Segment Start: DATA PROVIDED

PR #791, opened 2026-04-27
bazelisk.py supports bazeliskVersion

jwnimmer-tri:
Also add missing regression test of the Go implementation.  Amends #763.


jwnimmer-tri:
Ping @fweikert for review, please?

Segment End: DATA PROVIDED

• EXERCISE DIRECTIONS
Only the lines from the one containing "Also add missing" through the end of the entries above belong in the answer; repeat them exactly.

• RESPONSE TO THE EXERCISE
Also add missing regression test of the Go implementation.  Amends #763.


jwnimmer-tri:
Ping @fweikert for review, please?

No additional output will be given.